Griff Rhys Jones arrives on stage with the easy authority of someone who has been performing for decades. He has built his career on charm, improvisation and comic authority, but Cat’s Pyjamas exposes the limits of that formula when the material is weak. Billed as an evening of stories, observations and reflections, the show is little more than a ragbag of personal anecdotes delivered without shape or bite. The result is an amiable but underpowered two hours that rarely provoked more than a polite chuckle from the audience.
Much of the evening circles familiar terrain. Rhys Jones riffs on modern irritations, technology, and ageing. There are observations on memory lapses and midnight train journeys. Yet none of these subjects are developed beyond the obvious. What might have been sharp sketches become rambling stories, dragging out trivial details without escalation or surprise.
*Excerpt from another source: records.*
PR #119, opened 2017-04-14
Enable status code counting metrics

jessemyers:
Adds a classifier that looks at status codes.
Also adds unit test coverage.

### DIFF
--- a/circle.yml
+++ b/circle.yml
@@ -11,7 +11,7 @@ general:
 
 dependencies:
   override:
-    - pip install tox tox-pyenv microcosm-metrics
+    - pip install tox tox-pyenv
     - pyenv local 2.7.11 3.6.0  # Should correspond to pre-installed Python versions on CircleCI
 
 test:
--- a/circle.yml
+++ b/circle.yml
@@ -11,7 +11,7 @@ general:
 
 dependencies:
   override:
-    - pip install tox tox-pyenv
+    - pip install tox tox-pyenv microcosm-metrics
     - pyenv local 2.7.11 3.6.0  # Should correspond to pre-installed Python versions on CircleCI
 
 test:
--- a/microcosm_flask/routing.py
+++ b/microcosm_flask/routing.py
@@ -57,15 +57,13 @@ def configure_route_decorator(graph):
         """
         def decorator(func):
             endpoint = ns.endpoint_for(operation)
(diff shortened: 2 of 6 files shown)


circle.yml
```diff
@@ -11,7 +11,7 @@ general:
 
 dependencies:
   override:
-    - pip install tox tox-pyenv
+    - pip install tox tox-pyenv microcosm-metrics
```
jessemyers: Install metrics for unit tests. Otherwise we skip the new tests.

microcosm_flask/routing.py
```diff
@@ -57,16 +57,14 @@ def route(path, operation, ns):
         """
         def decorator(func):
             endpoint = ns.endpoint_for(operation)
+            endpoint_path = make_path(graph, path)
```
jessemyers: Unrelated: I've found myself using this value for debugging here or there, so I figured it was better to calculate it earlier.

microcosm_flask/routing.py
```diff
@@ -77,13 +75,18 @@ def decorator(func):
             # set the opaque component data_func to look at the flask request context
             func = graph.opaque.initialize(graph.request_context)(func)
 
+            if enable_metrics or ns.enable_metrics:
```
jessemyers: Two changes:
 1. I moved the metrics calculation a little later in the chain (audit logs are still last). In theory this makes the measurements a bit more accurate, though in practice we're likely to see big timing differences between the service's internals and the external usage because of network I/O; we'll have to capture that from the next layer up the chain (e.g. Optics)

2. Add a counting decorator so we can track status codes returned by endpoint.

microcosm_flask/tests/test_metrics.py
```diff
@@ -0,0 +1,96 @@
...
+        @self.graph.route(self.ns.collection_path, Operation.Search, self.ns)
+        def foo():
+            return ""
+
+        response = self.client.get("api/v1/foo")
+        assert_that(response.status_code, is_(equal_to(200)))
+
+        self.graph.metrics.histogram.assert_called_with(
+            "example.foo.search.v1",
+            ANY,
```
jessemyers: TIL: `ANY`

KensoDev:
LGTM, I really like this one.

PR #120, opened 2017-04-24
Support marshmallow-polyfield library for polymorphic fields

mitoyarzun:
This library: https://github.com/Bachmann1234/marshmallow-polyfield


jessemyers:
LGTM

PR #122, opened 2017-04-28
Support configuring customized metrics tag mappers on the namespace level

netama:
Tests depend on https://github.com/globality-corp/microcosm-metrics/pull/3.

### DIFF
--- a/microcosm_flask/namespaces.py
+++ b/microcosm_flask/namespaces.py
@@ -33,15 +33,18 @@ class Namespace(object):
 
     """
 
-    def __init__(self,
-                 subject,
-                 object_=None,
-                 path=None,
-                 controller=None,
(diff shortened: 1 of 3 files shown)


microcosm_flask/namespaces.py
```diff
@@ -33,22 +33,27 @@ class Namespace(object):
...
+        self,
+        subject,
+        object_=None,
+        path=None,
+        controller=None,
+        version=None,
+        enable_basic_auth=False,
+        enable_metrics=False,
+        identifier_type="uuid",
+        metrics_tag_mappers=None,
```
jessemyers: As with the comments [here](https://github.com/globality-corp/microcosm-metrics/pull/3), I'd prefer a callable to a mapper.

The credibility problem compounds the weakness of the jokes. At the performance under review, Rhys Jones launched into a story about travelling on the London underground “earlier that day”. He even produced a photograph as supposed proof. But it fell flat because it was patently untrue: the show was bang in the middle of September 2025’s Tube strikes, when no trains were running. The photograph clearly pre-dated the show. Rather than pivoting or improvising to acknowledge the obvious contradiction, even when someone in the audience shouted out ‘But there’s a tube strike today’, Rhys Jones ploughed on, continuing to pretend the incident had happened that day. He lacked the dexterity to laugh off the obvious falsehood. What could have been rescued with a quip instead became a moment that undermined trust in the rest of his material.
The staging is stripped back to the essentials: a stool, a microphone, and a screen with occasional powerpoint slides, which means there is nowhere to hide when the jokes falter. Strong stand-ups use such intimacy to sharpen their punchlines and test their audience. Here, the lack of structure and overlong tangents simply expose how little substance the stories contain. By the second half, energy had drained from the room. Tales about modern frustrations stretched on long past their natural lifespan.
There is still technical polish. Rhys Jones can flip into a voice or caricature at will, and his timing occasionally lands a line. But those moments are rare and not enough to sustain the evening. Instead of feeling like crafted comedy, Cat’s Pyjamas comes across as a loosely assembled after-dinner speech, reliant on goodwill from an audience familiar with his earlier work.
Rhys Jones retains stage presence, but without sharper material or the agility to adapt, presence alone cannot keep the show afloat.